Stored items
#####

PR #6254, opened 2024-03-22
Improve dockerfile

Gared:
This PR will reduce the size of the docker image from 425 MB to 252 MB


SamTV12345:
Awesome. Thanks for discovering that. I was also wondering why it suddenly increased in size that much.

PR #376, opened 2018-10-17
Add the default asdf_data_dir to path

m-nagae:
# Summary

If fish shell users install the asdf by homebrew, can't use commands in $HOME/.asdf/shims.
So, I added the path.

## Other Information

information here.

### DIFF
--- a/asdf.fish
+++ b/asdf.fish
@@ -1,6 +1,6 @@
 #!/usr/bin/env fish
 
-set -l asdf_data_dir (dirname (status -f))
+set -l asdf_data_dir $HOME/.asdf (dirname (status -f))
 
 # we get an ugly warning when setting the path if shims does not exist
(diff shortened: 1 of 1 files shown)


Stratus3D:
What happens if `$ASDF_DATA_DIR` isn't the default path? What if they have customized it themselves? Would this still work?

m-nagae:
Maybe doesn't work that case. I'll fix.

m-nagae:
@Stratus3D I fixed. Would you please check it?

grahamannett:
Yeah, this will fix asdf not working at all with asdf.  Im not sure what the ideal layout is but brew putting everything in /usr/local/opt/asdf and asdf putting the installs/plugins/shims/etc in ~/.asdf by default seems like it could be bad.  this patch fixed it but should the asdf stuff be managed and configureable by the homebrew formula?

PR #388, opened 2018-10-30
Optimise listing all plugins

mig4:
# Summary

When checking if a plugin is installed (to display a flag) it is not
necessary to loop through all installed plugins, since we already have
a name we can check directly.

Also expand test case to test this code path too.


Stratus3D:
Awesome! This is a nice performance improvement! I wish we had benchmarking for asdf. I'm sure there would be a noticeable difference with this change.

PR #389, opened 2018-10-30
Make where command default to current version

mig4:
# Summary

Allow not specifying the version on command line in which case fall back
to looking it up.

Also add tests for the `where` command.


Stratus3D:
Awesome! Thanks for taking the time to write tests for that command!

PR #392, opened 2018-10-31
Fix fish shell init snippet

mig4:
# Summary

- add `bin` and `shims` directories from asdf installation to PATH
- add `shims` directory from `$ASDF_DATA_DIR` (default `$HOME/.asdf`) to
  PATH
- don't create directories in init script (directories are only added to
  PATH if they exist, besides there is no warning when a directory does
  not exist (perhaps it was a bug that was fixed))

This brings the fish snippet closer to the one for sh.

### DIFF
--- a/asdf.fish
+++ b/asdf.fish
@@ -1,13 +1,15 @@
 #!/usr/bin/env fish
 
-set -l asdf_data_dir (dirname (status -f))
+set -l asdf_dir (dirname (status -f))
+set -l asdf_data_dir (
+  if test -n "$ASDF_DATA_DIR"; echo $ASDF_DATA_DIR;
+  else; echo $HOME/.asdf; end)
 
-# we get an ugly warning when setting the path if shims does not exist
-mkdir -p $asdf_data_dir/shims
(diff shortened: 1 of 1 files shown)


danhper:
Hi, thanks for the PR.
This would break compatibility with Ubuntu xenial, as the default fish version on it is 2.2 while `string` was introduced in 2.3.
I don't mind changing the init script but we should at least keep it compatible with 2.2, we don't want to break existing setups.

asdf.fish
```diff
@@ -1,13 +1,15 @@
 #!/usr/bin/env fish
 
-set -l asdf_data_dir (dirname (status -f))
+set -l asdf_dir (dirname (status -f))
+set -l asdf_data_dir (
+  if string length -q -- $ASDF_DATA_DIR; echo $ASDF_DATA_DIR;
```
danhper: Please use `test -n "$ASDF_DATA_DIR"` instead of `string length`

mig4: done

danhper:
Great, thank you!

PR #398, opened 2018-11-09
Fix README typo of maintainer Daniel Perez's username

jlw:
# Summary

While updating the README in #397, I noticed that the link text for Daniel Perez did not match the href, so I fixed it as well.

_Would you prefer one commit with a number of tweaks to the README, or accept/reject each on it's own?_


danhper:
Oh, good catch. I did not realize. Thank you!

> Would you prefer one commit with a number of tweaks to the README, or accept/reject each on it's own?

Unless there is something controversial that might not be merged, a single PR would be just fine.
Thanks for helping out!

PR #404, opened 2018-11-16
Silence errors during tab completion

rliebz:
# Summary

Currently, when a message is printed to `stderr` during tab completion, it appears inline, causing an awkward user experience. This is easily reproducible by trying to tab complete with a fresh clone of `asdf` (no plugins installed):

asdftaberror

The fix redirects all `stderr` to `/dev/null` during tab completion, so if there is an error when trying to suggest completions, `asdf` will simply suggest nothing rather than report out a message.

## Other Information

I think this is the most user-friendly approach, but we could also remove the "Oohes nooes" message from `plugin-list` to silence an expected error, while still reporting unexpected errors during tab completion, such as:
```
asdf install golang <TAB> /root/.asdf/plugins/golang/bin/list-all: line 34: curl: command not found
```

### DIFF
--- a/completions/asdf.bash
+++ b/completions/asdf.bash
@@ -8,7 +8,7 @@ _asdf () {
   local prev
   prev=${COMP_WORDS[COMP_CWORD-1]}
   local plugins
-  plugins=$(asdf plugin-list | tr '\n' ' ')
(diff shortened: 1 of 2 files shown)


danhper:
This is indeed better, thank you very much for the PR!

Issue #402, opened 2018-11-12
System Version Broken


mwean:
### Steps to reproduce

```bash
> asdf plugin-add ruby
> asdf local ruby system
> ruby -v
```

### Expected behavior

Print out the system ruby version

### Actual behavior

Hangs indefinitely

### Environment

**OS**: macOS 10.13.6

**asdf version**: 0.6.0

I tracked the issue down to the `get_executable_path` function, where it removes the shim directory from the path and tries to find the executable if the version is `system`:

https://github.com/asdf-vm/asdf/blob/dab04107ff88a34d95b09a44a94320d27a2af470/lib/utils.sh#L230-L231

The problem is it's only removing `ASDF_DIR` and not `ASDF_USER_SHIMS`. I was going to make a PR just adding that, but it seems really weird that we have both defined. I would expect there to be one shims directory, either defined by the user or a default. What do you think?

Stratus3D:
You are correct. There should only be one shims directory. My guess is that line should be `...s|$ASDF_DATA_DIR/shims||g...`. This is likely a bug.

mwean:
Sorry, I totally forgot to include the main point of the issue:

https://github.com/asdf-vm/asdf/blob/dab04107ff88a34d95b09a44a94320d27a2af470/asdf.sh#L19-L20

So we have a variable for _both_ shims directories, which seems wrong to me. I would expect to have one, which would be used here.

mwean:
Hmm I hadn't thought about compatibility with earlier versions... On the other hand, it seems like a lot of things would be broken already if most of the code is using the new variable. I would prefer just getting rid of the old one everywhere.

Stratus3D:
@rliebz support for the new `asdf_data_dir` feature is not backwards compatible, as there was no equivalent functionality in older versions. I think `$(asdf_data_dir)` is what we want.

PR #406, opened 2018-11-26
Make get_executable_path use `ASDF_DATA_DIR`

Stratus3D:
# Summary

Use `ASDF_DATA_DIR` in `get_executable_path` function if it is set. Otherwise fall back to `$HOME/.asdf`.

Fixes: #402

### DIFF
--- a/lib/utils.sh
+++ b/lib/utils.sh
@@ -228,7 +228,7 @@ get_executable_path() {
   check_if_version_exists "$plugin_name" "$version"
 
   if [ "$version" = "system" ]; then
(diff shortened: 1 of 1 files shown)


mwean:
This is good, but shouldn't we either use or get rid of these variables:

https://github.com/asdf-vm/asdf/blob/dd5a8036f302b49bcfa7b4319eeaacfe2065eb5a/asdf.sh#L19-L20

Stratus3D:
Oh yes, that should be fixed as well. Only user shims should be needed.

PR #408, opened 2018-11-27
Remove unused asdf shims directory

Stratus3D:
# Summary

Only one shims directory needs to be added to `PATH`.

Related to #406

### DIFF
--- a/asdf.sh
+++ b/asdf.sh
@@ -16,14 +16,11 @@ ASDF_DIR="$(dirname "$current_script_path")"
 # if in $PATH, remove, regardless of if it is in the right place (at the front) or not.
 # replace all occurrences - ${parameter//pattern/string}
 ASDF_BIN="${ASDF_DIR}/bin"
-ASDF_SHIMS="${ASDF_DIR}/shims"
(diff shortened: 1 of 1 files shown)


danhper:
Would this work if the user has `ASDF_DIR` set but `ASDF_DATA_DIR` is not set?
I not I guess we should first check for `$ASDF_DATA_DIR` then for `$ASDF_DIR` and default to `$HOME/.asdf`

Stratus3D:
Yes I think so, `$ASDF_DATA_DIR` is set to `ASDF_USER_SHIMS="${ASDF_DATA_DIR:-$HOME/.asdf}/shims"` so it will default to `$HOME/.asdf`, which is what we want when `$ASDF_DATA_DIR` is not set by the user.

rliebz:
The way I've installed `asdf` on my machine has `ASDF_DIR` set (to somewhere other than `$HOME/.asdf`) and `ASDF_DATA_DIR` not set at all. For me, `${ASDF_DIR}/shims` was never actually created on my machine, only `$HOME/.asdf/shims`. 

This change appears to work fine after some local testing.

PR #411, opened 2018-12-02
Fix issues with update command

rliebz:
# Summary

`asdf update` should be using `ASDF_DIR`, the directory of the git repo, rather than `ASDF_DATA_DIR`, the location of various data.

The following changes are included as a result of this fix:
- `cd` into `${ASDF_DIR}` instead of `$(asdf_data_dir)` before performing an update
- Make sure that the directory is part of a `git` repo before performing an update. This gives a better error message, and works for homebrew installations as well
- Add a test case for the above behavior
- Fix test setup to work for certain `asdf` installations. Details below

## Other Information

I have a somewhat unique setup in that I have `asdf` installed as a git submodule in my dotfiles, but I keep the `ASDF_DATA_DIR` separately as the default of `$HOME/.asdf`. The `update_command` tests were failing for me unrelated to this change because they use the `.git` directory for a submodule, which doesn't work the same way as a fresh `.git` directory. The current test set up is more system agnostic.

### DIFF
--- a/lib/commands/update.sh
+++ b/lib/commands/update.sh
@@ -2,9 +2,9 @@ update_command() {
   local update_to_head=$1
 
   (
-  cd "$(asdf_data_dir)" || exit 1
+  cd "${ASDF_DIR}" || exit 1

#####

### What this task involves
Of all the entries above, repeat only the lines from the line that has "- don't create" to the line that has "echo $HOME/.asdf; end)", both lines included, exactly.

### Exercise solution
- don't create directories in init script (directories are only added to
  PATH if they exist, besides there is no warning when a directory does
  not exist (perhaps it was a bug that was fixed))

This brings the fish snippet closer to the one for sh.

### DIFF
--- a/asdf.fish
+++ b/asdf.fish
@@ -1,13 +1,15 @@
 #!/usr/bin/env fish
 
-set -l asdf_data_dir (dirname (status -f))
+set -l asdf_dir (dirname (status -f))
+set -l asdf_data_dir (
+  if test -n "$ASDF_DATA_DIR"; echo $ASDF_DATA_DIR;
+  else; echo $HOME/.asdf; end)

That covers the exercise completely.